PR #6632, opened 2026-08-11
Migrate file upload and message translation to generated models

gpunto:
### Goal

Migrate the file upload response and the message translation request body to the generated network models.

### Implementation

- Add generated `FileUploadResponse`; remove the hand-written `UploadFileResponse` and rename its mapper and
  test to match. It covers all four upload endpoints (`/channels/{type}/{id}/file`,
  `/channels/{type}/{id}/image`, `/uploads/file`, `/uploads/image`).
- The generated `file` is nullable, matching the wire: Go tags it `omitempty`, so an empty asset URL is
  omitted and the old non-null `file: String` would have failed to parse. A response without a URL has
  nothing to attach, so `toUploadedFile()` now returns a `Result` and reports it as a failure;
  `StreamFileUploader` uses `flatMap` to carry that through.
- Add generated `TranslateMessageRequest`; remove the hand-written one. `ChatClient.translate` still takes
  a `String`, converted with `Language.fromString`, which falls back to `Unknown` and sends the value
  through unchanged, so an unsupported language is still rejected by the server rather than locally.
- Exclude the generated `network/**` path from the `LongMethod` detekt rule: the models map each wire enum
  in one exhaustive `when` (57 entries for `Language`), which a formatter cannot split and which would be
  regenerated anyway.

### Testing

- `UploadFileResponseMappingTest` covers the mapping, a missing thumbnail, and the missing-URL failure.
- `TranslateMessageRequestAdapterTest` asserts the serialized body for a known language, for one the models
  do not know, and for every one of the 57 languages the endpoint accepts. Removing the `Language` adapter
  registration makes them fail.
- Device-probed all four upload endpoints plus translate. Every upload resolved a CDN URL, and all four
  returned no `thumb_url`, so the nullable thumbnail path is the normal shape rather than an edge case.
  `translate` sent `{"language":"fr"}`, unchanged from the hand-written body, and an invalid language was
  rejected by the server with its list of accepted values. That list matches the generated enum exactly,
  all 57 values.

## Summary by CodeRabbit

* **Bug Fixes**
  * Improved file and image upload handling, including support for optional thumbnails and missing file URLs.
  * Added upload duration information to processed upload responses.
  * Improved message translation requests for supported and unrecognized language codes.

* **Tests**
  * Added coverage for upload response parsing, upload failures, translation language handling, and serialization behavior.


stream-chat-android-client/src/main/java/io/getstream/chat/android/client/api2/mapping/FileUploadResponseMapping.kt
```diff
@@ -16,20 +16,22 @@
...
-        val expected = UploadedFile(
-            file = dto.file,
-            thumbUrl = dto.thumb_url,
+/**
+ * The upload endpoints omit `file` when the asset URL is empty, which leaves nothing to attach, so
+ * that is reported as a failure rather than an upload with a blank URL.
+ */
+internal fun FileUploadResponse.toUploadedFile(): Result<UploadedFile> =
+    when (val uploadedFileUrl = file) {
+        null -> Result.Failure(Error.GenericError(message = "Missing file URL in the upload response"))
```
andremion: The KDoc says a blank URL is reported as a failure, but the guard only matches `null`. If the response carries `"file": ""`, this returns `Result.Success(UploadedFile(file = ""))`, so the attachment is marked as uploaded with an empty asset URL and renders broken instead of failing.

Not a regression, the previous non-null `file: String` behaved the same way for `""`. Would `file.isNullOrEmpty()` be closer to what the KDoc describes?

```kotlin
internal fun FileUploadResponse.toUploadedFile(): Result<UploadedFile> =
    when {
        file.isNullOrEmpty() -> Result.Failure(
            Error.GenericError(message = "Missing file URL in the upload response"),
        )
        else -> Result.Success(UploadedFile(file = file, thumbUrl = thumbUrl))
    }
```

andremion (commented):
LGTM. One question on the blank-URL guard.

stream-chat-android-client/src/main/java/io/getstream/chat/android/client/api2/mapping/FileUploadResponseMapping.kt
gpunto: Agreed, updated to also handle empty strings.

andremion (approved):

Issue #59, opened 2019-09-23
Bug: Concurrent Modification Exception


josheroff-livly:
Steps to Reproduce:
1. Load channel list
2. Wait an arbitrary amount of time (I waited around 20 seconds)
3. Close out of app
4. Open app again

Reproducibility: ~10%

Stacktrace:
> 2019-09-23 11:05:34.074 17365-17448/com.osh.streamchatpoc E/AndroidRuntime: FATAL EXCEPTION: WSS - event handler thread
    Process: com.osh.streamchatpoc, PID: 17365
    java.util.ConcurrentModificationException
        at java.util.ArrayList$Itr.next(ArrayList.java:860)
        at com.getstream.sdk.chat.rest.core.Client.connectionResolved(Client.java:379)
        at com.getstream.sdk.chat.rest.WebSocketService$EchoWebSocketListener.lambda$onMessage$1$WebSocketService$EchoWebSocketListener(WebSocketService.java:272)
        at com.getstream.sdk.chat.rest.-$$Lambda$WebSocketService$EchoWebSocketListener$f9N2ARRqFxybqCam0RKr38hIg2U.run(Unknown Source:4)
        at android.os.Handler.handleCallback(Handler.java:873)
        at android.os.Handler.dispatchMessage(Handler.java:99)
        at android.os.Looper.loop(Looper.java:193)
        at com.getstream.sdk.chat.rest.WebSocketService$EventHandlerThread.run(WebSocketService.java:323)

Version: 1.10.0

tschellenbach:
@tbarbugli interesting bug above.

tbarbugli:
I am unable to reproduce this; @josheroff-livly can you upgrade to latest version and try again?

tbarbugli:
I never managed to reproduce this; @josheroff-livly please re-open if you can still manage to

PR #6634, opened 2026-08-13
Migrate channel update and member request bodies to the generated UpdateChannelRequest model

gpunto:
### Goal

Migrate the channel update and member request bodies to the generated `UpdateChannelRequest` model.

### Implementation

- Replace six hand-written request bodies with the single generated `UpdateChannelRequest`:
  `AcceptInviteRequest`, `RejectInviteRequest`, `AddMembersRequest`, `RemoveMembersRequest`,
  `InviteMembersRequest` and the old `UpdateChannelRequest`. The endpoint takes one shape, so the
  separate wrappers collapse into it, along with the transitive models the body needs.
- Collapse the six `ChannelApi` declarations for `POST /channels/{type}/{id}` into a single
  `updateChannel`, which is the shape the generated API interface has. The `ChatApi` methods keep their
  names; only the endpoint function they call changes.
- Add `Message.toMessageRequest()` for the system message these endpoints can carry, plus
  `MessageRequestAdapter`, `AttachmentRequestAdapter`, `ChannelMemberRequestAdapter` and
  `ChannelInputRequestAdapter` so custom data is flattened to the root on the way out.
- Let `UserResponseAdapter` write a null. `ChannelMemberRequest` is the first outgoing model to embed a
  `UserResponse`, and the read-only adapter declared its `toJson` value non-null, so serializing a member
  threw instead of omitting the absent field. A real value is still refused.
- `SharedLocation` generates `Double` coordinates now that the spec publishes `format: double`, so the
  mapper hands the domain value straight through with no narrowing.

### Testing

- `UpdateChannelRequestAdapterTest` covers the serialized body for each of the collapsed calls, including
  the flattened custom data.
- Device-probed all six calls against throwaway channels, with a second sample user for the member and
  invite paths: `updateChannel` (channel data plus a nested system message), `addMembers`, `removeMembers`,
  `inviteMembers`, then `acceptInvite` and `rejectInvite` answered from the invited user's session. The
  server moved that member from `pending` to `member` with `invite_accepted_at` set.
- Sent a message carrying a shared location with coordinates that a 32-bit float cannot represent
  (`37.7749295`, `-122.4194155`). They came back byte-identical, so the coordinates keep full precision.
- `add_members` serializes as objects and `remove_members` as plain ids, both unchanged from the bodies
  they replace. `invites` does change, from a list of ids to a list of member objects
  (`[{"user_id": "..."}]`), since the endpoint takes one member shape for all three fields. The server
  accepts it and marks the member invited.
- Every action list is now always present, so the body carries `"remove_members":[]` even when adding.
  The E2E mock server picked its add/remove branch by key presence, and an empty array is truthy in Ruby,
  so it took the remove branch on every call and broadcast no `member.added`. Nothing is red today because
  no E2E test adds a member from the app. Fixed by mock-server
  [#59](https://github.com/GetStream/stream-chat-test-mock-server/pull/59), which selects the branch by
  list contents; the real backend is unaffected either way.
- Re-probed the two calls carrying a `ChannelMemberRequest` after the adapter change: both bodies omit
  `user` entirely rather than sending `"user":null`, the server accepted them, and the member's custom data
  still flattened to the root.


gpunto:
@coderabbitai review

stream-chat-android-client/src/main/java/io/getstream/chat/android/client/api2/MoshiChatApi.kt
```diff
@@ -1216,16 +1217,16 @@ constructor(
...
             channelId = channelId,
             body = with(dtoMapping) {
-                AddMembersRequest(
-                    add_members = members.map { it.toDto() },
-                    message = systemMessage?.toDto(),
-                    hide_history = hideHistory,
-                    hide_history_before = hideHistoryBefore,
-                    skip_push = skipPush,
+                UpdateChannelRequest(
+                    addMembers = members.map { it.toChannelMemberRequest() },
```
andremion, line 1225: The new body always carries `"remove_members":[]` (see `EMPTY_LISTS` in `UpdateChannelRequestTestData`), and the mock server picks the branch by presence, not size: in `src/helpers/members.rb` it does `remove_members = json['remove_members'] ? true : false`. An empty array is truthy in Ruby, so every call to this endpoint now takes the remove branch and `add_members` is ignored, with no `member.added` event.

====

EXERCISE PROMPT: If a line in the records has the word "objects", copy that line.

WRITTEN SOLUTION:
- `add_members` serializes as objects and `remove_members` as plain ids, both unchanged from the bodies
  they replace. `invites` does change, from a list of ids to a list of member objects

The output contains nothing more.